Sex-abuse victim asks Supreme Court to release grand jury report

Sex-abuse victim asks Supreme Court to release grand jury report

One alleged victim of childhood sexual abuse by a Harrisburg diocese Catholic priest has joined the legal fight to compel the Pennsylvania Supreme Court to allow the release the attorney general’s new grand jury report documenting sex abuse in the Catholic Church statewide. Todd Frey, now 49, who says he was victimized by a Harrisburg diocese priest, recently submitted a legal filing asking the Supreme Court to unseal the AG’s report, which was blocked at the last minute due to a filing by unidentified individuals and groups who say the report would defame them.

Frey says he testified before the grand jury, which after two years recently completed its 800-page report, about the abuse he endured from the age of 13 to around age 16 at the hands of defrocked priest Guy Marsico, who was assigned to St.
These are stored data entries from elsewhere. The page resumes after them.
PR #2432, opened 2025-12-30
Include import specifiers as references in code lens

### LINKED ISSUE #2367: References code lens does not include imports as references
For a project:

```ts
// abc.ts
export function abc() { }
```

```ts
// other.ts
import { abc } from "./abc";
```

The references code lens currently shows `0` references

I can understand why it's doing this but it also feels a bit unexpected. TS 6.0 includes the imports as references

darwin808:
## Summary
- Fixes issue where import specifiers were not counted as references in code lens
- For `export function foo()` and `import { foo } from "./a"`, the import `foo` is now properly counted as a reference
- Aligns behavior with TS 6.0

## Changes
- Added import specifiers to `singleReferences` in `getSearchesFromDirectImports` (`importTracker.go`)
- Export specifiers are excluded since they're already handled by `getReferencesAtExportSpecifier`
- Added deduplication in `shouldAddSingleReference` to prevent duplicate entries when traversing import/export chains
- Updated duplicate detection logic in `getReferencesAtLocation` to handle simple import specifiers (not just `import { foo as bar }` patterns)

## Test plan
- [x] All existing code lens tests pass with updated baselines
- [x] All findAllReferences tests pass with updated baselines
- [x] Verified `foo` now shows 4 references (was 3) in `codeLensFunctionsAndConstants01` test

Fixes #2367

### DIFF
--- a/testdata/baselines/reference/fourslash/findAllReferences/findAllRefsOfConstructor_multipleFiles.baseline.jsonc
+++ b/testdata/baselines/reference/fourslash/findAllReferences/findAllRefsOfConstructor_multipleFiles.baseline.jsonc
@@ -6,7 +6,7 @@
 // export { [|B|] as [|B1|] } from "./f";
 
 // === /b.ts ===
-// import B, { B1 } from "./a";
+// import B, { [|B1|] } from "./a";
 // const d = new [|B|]("b");
 // const d1 = new [|B1|]("b1");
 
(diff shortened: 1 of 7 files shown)


darwin808:

testdata/baselines/reference/fourslash/findAllReferences/findAllRefsOfConstructor_multipleFiles.baseline.jsonc
```diff
@@ -6,7 +6,7 @@
 // export { [|B|] as [|B1|] } from "./f";
 
 // === /b.ts ===
-// import B, { B1 } from "./a";
+// import B, { [|B1|] } from "./a";
```
jakebailey, line 9: Seems wrong, given `_submodules/TypeScript/tests/baselines/reference/findAllRefsOfConstructor_multipleFiles.baseline.jsonc` does not include it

Leo the Great Catholic Church in Rohrerstown, Lancaster County, where Frey attended Catholic school.

Frey “believes he and others have a right to see the more than 800-page report,” said a news release from Kline & Specter, PC, which represented Frey in his July 6 filing urging the Supreme Court to unseal the report.

“Mr. Frey is one of many victims whose voice must be heard in opposition to those who seek to keep this grand jury report secret,” said attorney Tom Kline, who is representing Frey along with partners David Inscho and Charles Becker. “We hope that the court will act quickly to release the entire report.”

Pennsylvania Attorney General Josh Shapiro is actively fighting for the report’s release, currently preparing “an objection to a continued stay” of the report’s release. Nine news organizations including Philadelphia Media Network (which owns the Inquirer and Daily News) and the Pittsburgh Post-Gazette have also submitted filings seeking the report’s release. Some 26 anonymous individuals, reported to be a group of former priests, asked the court to keep the report sealed, claiming they had a constitutional right to challenge parts of the report in court. (It is unknown if Marsico, who was defrocked not long after Frey came forward and now reportedly works as a realtor in Central Pennsylvania, is part of the group opposing the report’s release.)

At this point, none of Pennsylvania’s archdioceses oppose the release of the report. A spokesman for the Harrisburg diocese acknowledged to the Inquirer that Marsico was a “child predator” but declined to comment on Frey’s other claims. The report does not involve the Philadelphia or Altoona-Johnstown archdioceses, which were the subjects of previous grand jury investigations, but investigated sex-abuse allegations at the state’s six other archdioceses.

“Victims of this sexual abuse deserve the right to tell their stories to the people of Pennsylvania. That is why my legal team and I have worked tirelessly to have each diocese agree to give victims the opportunity to be heard,” AG Shapiro said in a previous statement on the report. “We are hopeful the Court will expeditiously decide these issues and lift the stay. The people of Pennsylvania have a right to see the report, know who is attempting to block its release and why, and to hear the voices of the victims of sexual abuse within the Church.”

In his court filing, Frey quoted Pope Francis’ statement on the ongoing scandal during the 2015 World Meeting of Families in Philadelphia, “I continue to be ashamed that persons charged with the tender care of those little ones abused them and caused them grave harm. I deeply regret this. God weeps. The crimes and sins of sexual abuse of minors may no longer be kept secret.”